* **What to do**
Copies of all lines that contain "typo" are needed; take them from the data below.

* **Stored items**
PR #220, opened 2021-03-05
Fix a typo in `variable_base.rs` and proof-reading

weikengchen:
## Description

Michele (@mmaker) found the typo of `backwords`. I, therefore, do a quick pass of this file, adding periods that we can add.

* **Reply to the exercise**
Fix a typo in `variable_base.rs` and proof-reading
Michele (@mmaker) found the typo of `backwords`. I, therefore, do a quick pass of this file, adding periods that we can add.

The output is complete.